DATASET EXTRACT »
PR #1639, opened 2026-07-11
Upgraded import and export plugins  to work with latest blender version

SGD1953:

Please answer the following:

Code Changes:

Purpose:
This migrated the Blender import and export plugins to the latest version. The have been gradually refined as part of https://github.com/vegastrike/Assets-Masters/issues/100

### DIFF
--- a/engine/objconv/blender_xmesh_export.py
+++ b/engine/objconv/blender_xmesh_export.py
@@ -1,5 +1,3 @@
-#!BPY
-##
 # blender_xmesh_export.py
 #
 # Copyright (C) dandandaman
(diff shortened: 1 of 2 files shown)


SGD1953:
@stephengtuggy @royfalk @BenjamenMeyer please have a look at this one, it should be relatively low-risk as the plugins simply don't work in the current state.

royfalk:
I agree this is low risk. I do have a couple of questions:
1. Did you test it? both ways on several meshes?
2. I see that xmesh is a. a proprietary file format from Amazon b. what we use. Need to check that Gemini did not implement the wrong file format.

SGD1953:
I did test this, both ways.

[This PR](https://github.com/vegastrike/Assets-Masters/pull/101/changes) imports all ship meshes (which are the most complex ones) into blender and renders HUD images which gives me a high confidence on the import. I have not validated all ships after export, but I did try Llama.

> I see that xmesh is a. a proprietary file format from Amazon b. what we use. 

Interesting

> Need to check that Gemini did not implement the wrong file format.

Not sure I understand, the code here - while implemented with AI assistance -  has been verified and tested.

engine/objconv/blender_xmesh_export.py
```diff
@@ -8,268 +6,194 @@
...
+        mat = obj.data.materials[0]
+        if mat.use_nodes:
+            for node in mat.node_tree.nodes:
+                if node.type == 'TEX_IMAGE' and node.image:
+                    if "NORMAL" in node.image.name.upper() or node.image.colorspace_settings.name == 'Non-Color':
+                        texture4 = node.image.name
+                    else:
+                        texture = node.image.name
+
+    with open(filepath, "w", encoding="utf-8") as f
```
royfalk: Missing : at the end?

engine/objconv/blender_xmesh_export.py
```diff
@@ -8,268 +6,194 @@
...
+		# Safely extract and validate scale tuple/list length
+        scale = obj.get("xmesh_scale", 1.0)
```
royfalk: Did you intend to overwrite scale variable defined above?

royfalk (commented):
There's not much I can add here, but I did ask both Claude and Gemini to review this.

**Claude**

1. scale is fetched twice, incompatibly. At the top: scale = obj.get("xmesh_scale", (1.0, 1.0, 1.0)) (vector default). Inside the with block it's silently reassigned: scale = obj.get("xmesh_scale", 1.0) and then formatted as f'scale="{scale:.6f}"'. If xmesh_scale was actually stored as a 3-vector (as the first line implies it might be), {scale:.6f} will throw TypeError since you can't format an IDPropertyArray/tuple with .6f. The first assignment is dead code — remove it or actually use a per-axis scale in the output.
2. UV-to-vertex mapping is mislabeled and effectively unused. The comment says "Map vertices to their first encountered UV coordinates," but the loop just overwrites vert_uvs[vert_idx] every time a shared vertex is visited — so it's actually last encountered, not first. More importantly, this per-vertex UV written into <Point> is redundant/wrong for any vertex shared across UV seams, since the correct per-loop UV is separately (and correctly) written per-vertex-per-polygon in the <Polygons> block. This dead/misleading computation should probably just be deleted.
3. Only one object is exported, despite the tool claiming to export "selected objects." bl_info["description"] and the docstring say "selected objects," but execute() picks a single object (active mesh, or first selected mesh) and exports only that one. If a user selects multiple meshes expecting a combined or per-object export, they'll silently get just one file with no batch/merge behavior and no warning that other selected objects were skipped.
4. Per-vertex normals average across UV/shading seams, since normals are read straight from mesh.vertices[i].normal rather than per-loop (loop.normal, requires mesh.calc_normals_split() or corner_normals in 4.x). This will visibly flatten/smooth hard edges and custom split normals on any mesh that has sharp edges or custom normals — likely not what's intended for game export.
5. No triangulation. Ngons (5+ sides) are written as <Trifan> purely based on vertex count, but the vertex loop just dumps polygon loop vertices in original winding order — it doesn't actually fan-triangulate or verify convexity/planarity. If Vega Strike's loader expects genuine triangle-fan data or triangulated geometry, non-convex or non-planar ngons will render incorrectly. Consider using a Triangulate modifier via the depsgraph or bmesh before export.
6. Texture auto-detection is fragile. It scans all nodes in the material's node tree for TEX_IMAGE, not the nodes actually connected to the shader's outputs. Unlinked/unused image nodes, multiple diffuse textures, or non-standard node graphs can cause the wrong image to be picked, and later matches silently overwrite earlier ones (last-node-wins, node order isn't guaranteed to match visual layering).
7. No exception safety around to_mesh_clear(). If writing the file throws partway through, obj_eval.to_mesh_clear() is never called, leaking the evaluated mesh for the rest of the Blender session. Wrap the write in try/finally.
8. Type assumptions on custom properties. Several values (polygonoffset, alphatest, mat_power) are format-string'd with .6f, assuming they're numeric. If a user (or a prior import step) ever stored these as strings, this throws at export time with a fairly opaque traceback. Consider explicit float(...) coercion with a friendly error, or validate types up front.

**Gemini**
1. Syntax Error: Missing Colon on with openLine: with open(filepath, "w", encoding="utf-8") as fIssue: There is a missing colon (:) at the end of the with statement. Python will throw an immediate SyntaxError and refuse to register or execute the add-on.2. Tab/Space Indentation MixtureIssue: The lines inside the with open block use tabs for indentation, whereas the rest of the script uses 4 spaces. Mixing tabs and spaces in Python 3 throws an immediate IndentationError.3. Scale Overwrite & Type CrashIssue: At the top of the function, the script safely reads scale as an expected tuple/list: scale = obj.get("xmesh_scale", (1.0, 1.0, 1.0)). However, right inside the file writing loop, it overwrites it: scale = obj.get("xmesh_scale", 1.0).The Crash: If xmesh_scale is an actual 3-element tuple (1.0, 1.0, 1.0) stored on the object, passing it to a single float format string f"{scale:.6f}" will throw a TypeError: unsupported format string passed to tuple.__format__.4. The Ngon / "Trifan" Fallback TrapIssue: When writing polygon data, the script uses a fallback string: p_type = "Tri" if ... else "Quad" if ... else "Trifan".The Gotcha: If a user forgets to triangulate their model and exports an N-gon (a face with 5 or more vertices), the script labels it <Trifan>. However, Blender's native vertex indexing for an N-gon loop is not inherently formatted as an OpenGL Triangle Fan. This will output malformed geometry that will distort or crash inside Vega Strike.

royfalk:
I would also note that we should drop xmesh and move to blender files or whatever is the industry standard natively.

SGD1953:
@royfalk thank you for the thorough review, I addressed the clear issues around the missing colon and the redefined variable. I think it worked because the original wrong definition always got overwritten, but clearly not good code.

There are many more good callouts which are probably fair, the aspiration here was not to make it perfect though but to make it work - which it does. I just deleted my Blender plugins, re-installed them (that's necessary for every change you make) and then imported a xmesh model and exported it into a different file which yielded an almost empty diff ( reflect="0.0"` vs. `reflect="0"` for Determinant). It is by no means perfect, it is a migration of the original plugins (which I assumed where built by people who understand xmesh) to the latest Blender API version.

Regarding not using xmesh, I agree with teh direction of travel here, but I feel we first need to make the engine ready to accept i.e. glTF which would help to speed things up. This needs to be a concerted effort though to get the engine ready first and then migrate the existing models (maybe the engine could support both for backward compatibility. The nice thing about glTF is that it can be loaded directly into the VRAM like DDS textures by openGL (or so I'm told). What it does not have at the moment is support for LODs and maybe other settings BFXM/XMESH provide so that we would need some sidecar JSON to complement it. This would still be an elegant solution and solve multiple issues at once:

1. Leverage an open standard
2. Improved loading of models potentially allowing us to delete a lot of legacy code
3. No more need to compile anything, the "production" format can be directly edited in Blender

BenjamenMeyer (approved):

stephengtuggy:
@SGD1953 if you could address Claude's review item number 7 (wrapping the file write in a try...finally block) and Gemini's review item number 2 (mixed tabs and spaces for indentation) I think we'll be good to go as far as I'm concerned.

SGD1953:
@stephengtuggy @royfalk implemented the suggestions, tested with an existing model. The new version produces slightly different output which however may not be a bad thing as the calculation in the past may have been a bit brute force creating sharp edges.

Tested it, it still works both ways.

engine/objconv/blender_xmesh_export.py
```diff
@@ -8,268 +6,195 @@
...
 # (at your option) any later version.
 #
-# This program is distributed in the hope that it will be useful,
-# but WITHOUT ANY WARRANTY; without even the implied warranty of
-# MERCHANTABILITY or FITNESS FOR A PARTICULAR PURPOSE.  See the
-# GNU General Public License for more details.
-#
-# You should have received a copy of the GNU General Public License
-# along with this program.  If not, see <https://www.gnu.org/licenses/>.
-#
```
stephengtuggy, line 24: Why did you remove this paragraph? This paragraph is supposed to be present in any code covered by the GPL, if I'm not mistaken.

engine/objconv/blender_xmesh_export.py
```diff
@@ -8,268 +6,195 @@
...
-
-
-"""
-Name: 'VegaStrike (selected) (.xmesh)...'
-Blender: 228
-Group: 'Export'
-Tooltip: 'Export VegaStrike (selected) (.xmesh)'
-"""
```
stephengtuggy, line 32: I think it would be good to keep this doc comment for informational purposes.

engine/objconv/blender_xmesh_export.py
```diff
@@ -8,268 +6,195 @@
...
-from __future__ import print_function
-try:
-    range = xrange
-except:
-    pass
-
-__author__	= "Dandandaman"
-__url__		= ("blender", "http://www.blender.org", "Author's homepage, http://black-paralysis.sf.net/")
-__version__	= "0.1"
```
stephengtuggy, line 41: I think we should also keep the author and URL here, though the version can be incremented.

stephengtuggy: Oh, never mind. I see that you do identify the author, further down.

engine/objconv/blender_xmesh_export.py
stephengtuggy: Looks like this is covered by the file rewrite. Never mind. Thanks!

engine/objconv/blender_xmesh_import.py
```diff
@@ -1,285 +1,400 @@
...
 # of the License, or (at your option) any later version.
 #
-# This program is distributed in the hope that it will be useful,
-# but WITHOUT ANY WARRANTY; without even the implied warranty of
-# MERCHANTABILITY or FITNESS FOR A PARTICULAR PURPOSE.  See the
-# GNU General Public License for more details.
-#
-# You should have received a copy of the GNU General Public License
-# along with this program; if not, see
-# <https://www.gnu.org/licenses/>.
```
stephengtuggy, line 24: This paragraph needs to stay here as well.

stephengtuggy:
> @stephengtuggy @royfalk implemented the suggestions, tested with an existing model. The new version produces slightly different output which however may not be a bad thing as the calculation in the past may have been a bit brute force creating sharp edges.
> 
> Tested it, it still works both ways.

@SGD1953 can you elaborate further? Which model did you test with? What were the differences? If N-gons are being corrected or the like, differences might not necessarily be a bad thing. But we should be careful not to introduce incorrect changes.

engine/objconv/blender_xmesh_import.py
SGD1953: I did not really remove this, I essentially created a new file and used the standard header. I'll have a look at both file headers and will restore them.

SGD1953:
@stephengtuggy I can indeed!

In https://github.com/vegastrike/Assets-Masters/pull/101 I use the import plugin to import all `XMesh` vessel models into Blender to then render the the HUD images. That means that the import works for all models, for the export i spot checked a number of models.

If you can spare the time, I'd appreciate if someone would actually try this. You need 3 ingredients:

1. The plugins from this PR
2. The above PR with all `XMesh` models or alternatively you generate them yourself from the `BFXM` files in Production
3. Blender

This would not only help to validate this but also to spot anything in missed in terms of documentation.

engine/objconv/blender_xmesh_import.py
SGD1953: @stephengtuggy  Restored the missing header parts and some more comments

engine/objconv/blender_xmesh_export.py
stephengtuggy: Much better, thanks.

engine/objconv/blender_xmesh_import.py
stephengtuggy: Much better, thanks.

stephengtuggy (approved):
The code looks good. I will see if I can find the time to test it sometime this week. If not, I'd say it can be merged by Sunday.

royfalk:
Let's get this merged!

AIM OF THE EXERCISE » Reproduce only what lies between the start of the listing above and the end of the line containing "I did test this, both ways.", keeping every line exact.

WORKED SOLUTION »
PR #1639, opened 2026-07-11
Upgraded import and export plugins  to work with latest blender version

SGD1953:

Please answer the following:

Code Changes:

Purpose:
This migrated the Blender import and export plugins to the latest version. The have been gradually refined as part of https://github.com/vegastrike/Assets-Masters/issues/100

### DIFF
--- a/engine/objconv/blender_xmesh_export.py
+++ b/engine/objconv/blender_xmesh_export.py
@@ -1,5 +1,3 @@
-#!BPY
-##
 # blender_xmesh_export.py
 #
 # Copyright (C) dandandaman
(diff shortened: 1 of 2 files shown)


SGD1953:
@stephengtuggy @royfalk @BenjamenMeyer please have a look at this one, it should be relatively low-risk as the plugins simply don't work in the current state.

royfalk:
I agree this is low risk. I do have a couple of questions:
1. Did you test it? both ways on several meshes?
2. I see that xmesh is a. a proprietary file format from Amazon b. what we use. Need to check that Gemini did not implement the wrong file format.

SGD1953:
I did test this, both ways.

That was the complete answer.